→ **Records to process**:
PR #1302, opened 2024-08-29
feat: add IN operator

### LINKED ISSUE #1074: IN operator
Currently the operator supports these options:
`=`, `!=`, `>`, `<`, `>=`, `<=`, `starts-with`, `contains`, `does-not-contain`, `exists`, `not-exists`, `has-root-span`, `matches`

For a high cardinality field, e.g., service name, there's no way we can specify a rule not to sample traces of a list of services. This requires an `in` operator.

kentquirk:

- Fixes #1074 
- Adds `In` and `NotIn` operators to Refinery rules, and allows the Value field to become a list of values.

- Change validation so that we can specify multiple Values
- Implement In and NotIn operators
- Write tests
- Document

### DIFF
--- a/config/validate.go
+++ b/config/validate.go
@@ -99,6 +99,24 @@ func validateDatatype(k string, v any, typ string) string {
 		default:
 			return fmt.Sprintf("field %s must be a string, int, float, or bool", k)
 		}
+	case "sliceorscalar":
+		switch vt := v.(type) {
+		case string, int, int64, float64, bool:
+			// we're good
+		case []any:
+			// we need to check that the slice is all the same type
+			// if it's empty or 1 element, it's fine
+			if len(v.([]any)) > 1 {
+				firstType := fmt.Sprintf("%T", vt[0])
+				for i, a := range vt {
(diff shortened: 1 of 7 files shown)


config/validate.go
```diff
@@ -99,6 +99,24 @@ func validateDatatype(k string, v any, typ string) string {
...
 			return fmt.Sprintf("field %s must be a string, int, float, or bool", k)
 		}
+	case "sliceorscalar":
+		switch vt := v.(type) {
+		case string, int, int64, float64, bool:
+			// we're good
+		case []any:
+			// we need to check that the slice is all the same type
+			// if it's empty or 1 element, it's fine
+			if len(v.([]any)) > 1 {
```
VinozzZ, line 109: Should this be `len(v.([]any)) > 0` if  it's ok to only have 1 element?

kentquirk: No, if it's only 1 element that means all elements are the same type. We only need to check once there's more than 1.

VinozzZ (approved):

→ **Task directions**:
Make a word-for-word transcription of the listing above.

→ **Response below**:
PR #1302, opened 2024-08-29
feat: add IN operator

### LINKED ISSUE #1074: IN operator
Currently the operator supports these options:
`=`, `!=`, `>`, `<`, `>=`, `<=`, `starts-with`, `contains`, `does-not-contain`, `exists`, `not-exists`, `has-root-span`, `matches`

For a high cardinality field, e.g., service name, there's no way we can specify a rule not to sample traces of a list of services. This requires an `in` operator.

kentquirk:

- Fixes #1074 
- Adds `In` and `NotIn` operators to Refinery rules, and allows the Value field to become a list of values.

- Change validation so that we can specify multiple Values
- Implement In and NotIn operators
- Write tests
- Document

### DIFF
--- a/config/validate.go
+++ b/config/validate.go
@@ -99,6 +99,24 @@ func validateDatatype(k string, v any, typ string) string {
 		default:
 			return fmt.Sprintf("field %s must be a string, int, float, or bool", k)
 		}
+	case "sliceorscalar":
+		switch vt := v.(type) {
+		case string, int, int64, float64, bool:
+			// we're good
+		case []any:
+			// we need to check that the slice is all the same type
+			// if it's empty or 1 element, it's fine
+			if len(v.([]any)) > 1 {
+				firstType := fmt.Sprintf("%T", vt[0])
+				for i, a := range vt {
(diff shortened: 1 of 7 files shown)


config/validate.go
```diff
@@ -99,6 +99,24 @@ func validateDatatype(k string, v any, typ string) string {
...
 			return fmt.Sprintf("field %s must be a string, int, float, or bool", k)
 		}
+	case "sliceorscalar":
+		switch vt := v.(type) {
+		case string, int, int64, float64, bool:
+			// we're good
+		case []any:
+			// we need to check that the slice is all the same type
+			// if it's empty or 1 element, it's fine
+			if len(v.([]any)) > 1 {
```
VinozzZ, line 109: Should this be `len(v.([]any)) > 0` if  it's ok to only have 1 element?

kentquirk: No, if it's only 1 element that means all elements are the same type. We only need to check once there's more than 1.

VinozzZ (approved):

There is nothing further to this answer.